At the hearing on the motion to suppress the confession, defendant testified that he was questioned throughout the day on August 14, 1961, that he was not given any food to eat, and that he was told to sign a written statement the next day, of the contents of which he was unaware. On this review, he contends that these circumstances, together with the fact that he was in police custody for about twenty-five hours between the time of his arrest and the time that he signed the statement, rendered the statement involuntary and inadmissible.

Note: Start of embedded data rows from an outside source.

PR #5160, opened 2018-07-27
Add Binomial distribution

YoshikawaMasashi:
split from #4678 .

PR #6326, opened 2019-02-21
Adding binomial distribution to Chainer

hsezhiyan:
Adding binomial distribution to chainer.distributions.

I also created a test for this in chainer/tests/chainer_tests/distributions_tests/test_binomial.py

For some reason, the sample test within my test file gives a type casting issue. However, I verified this distribution is working by calling the distribution from another file and observing the result. 

Ex. 
dist = chainer.distributions.Binomial(n, p)
dist.sample_n(20) #this works as intended

If you can help me fix the test issue, it would be great, but it seems the distributions is working.

### DIFF
--- a/chainer/distributions/__init__.py
+++ b/chainer/distributions/__init__.py
@@ -2,6 +2,7 @@
 
 from chainer.distributions.bernoulli import Bernoulli  # NOQA
 from chainer.distributions.beta import Beta  # NOQA
+from chainer.distributions.binomial import Binomial # NOQA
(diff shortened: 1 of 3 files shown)


crcrpar:
This seems to be a duplicate of https://github.com/chainer/chainer/pull/5160.

hvy:
@hsezhiyan thanks for your PR, although it ended up being a duplicate. In the future, you could ask in our Slack channels for missing features. If you don't have an account already, there's a link in the [README.md](https://github.com/chainer/chainer/blob/master/README.md).

Issue #6198, opened 2019-02-08
FP16'ize MultiNodeBatchNormalization


kuenishi:
Subtask of #6161 .

PR #6331, opened 2019-02-21
Support for fp16 in MultiNodeBatchNormalization

shu65:
Solve https://github.com/chainer/chainer/issues/6198
This PR should be merged after https://github.com/chainer/chainer/pull/6333


shu65:
I will make another PR to support for mixed16

PR #2292, opened 2022-03-14
Fix ending overlay bug and update styled

### LINKED ISSUE #2213: Bug in summary screen for embedded player
Screenshot 2022-03-02 at 17 33 32

rafalpawlow:
Fixes #2213 

**Design**
https://www.figma.com/file/sMydmZJlzhK91FTIPOd7D2/Video-page?node-id=2090%3A119949

### DIFF
--- a/packages/atlas/src/components/_video/VideoPlayer/VideoOverlays/EndingOverlay.styles.ts
+++ b/packages/atlas/src/components/_video/VideoPlayer/VideoOverlays/EndingOverlay.styles.ts
@@ -5,6 +5,7 @@ import { Text } from '@/components/Text'
 import { Button } from '@/components/_buttons/Button'
 import { IconButton } from '@/components/_buttons/IconButton'
 import { ChannelLink } from '@/components/_channel/ChannelLink'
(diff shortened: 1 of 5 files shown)


packages/atlas/src/components/_video/VideoPlayer/VideoOverlays/EndingOverlay.styles.ts
```diff
@@ -107,27 +108,29 @@ export const StyledChannelLink = styled(ChannelLink)<StyledChannelLinkProps>`
     margin-top: ${({ noNextVideo }) => (noNextVideo ? sizes(2) : sizes(4))};
   }
 
+  ${TitleWrapper} {
```
kdembler: We shouldn't access nested element on `ChannelLink` like this, we don't want this view to break if something changes inside the component. If this style is really necessary, let's apply it in `ChannelLink` based on some prop

rafalpawlow:
@kdembler Fixed, by the way I added story for ChannelLink

kdembler (approved):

It is apparent that there is a conflict of testimony with regard to the circumstances under which the confession in this case was obtained. We are of the opinion, however, that the State's evidence, if believed, was sufficient to support a finding that the confession in this case was voluntary. No claim is here made that physical brutality, threats or promises were made, nor does defendant contend that he ever requested permission to see a lawyer or any other person. (See People v. Hartgraves, 31 Ill.2d 375.) There was testimony by the police that defendant was never subjected to long periods of questioning. There was also testimony that food was provided to the defendant during the time he was in custody, and that he was taken to a juvenile dormitory where he spent the night. There is further testimony that the written statement was carefully read to the defendant, that he was asked if the statement was correct, and that after answering affirmatively, defendant signed the statement willingly and without any type of coercion. The circumstances under which this statement was given were not such as to render it involuntary and inadmissible. See People v. Richardson, 32 Ill.2d 472.

In our opinion, the evidence was clearly sufficient to establish defendant's guilt beyond a reasonable doubt. Defendant's contention to the contrary cannot be sustained.

The judgment of the circuit court of Cook County is affirmed.

Judgment affirmed.

SCHAEFER, J., dissenting:

I dissent for the reasons stated in my dissent in People v. Richardson, 32 Ill.2d 472, 477.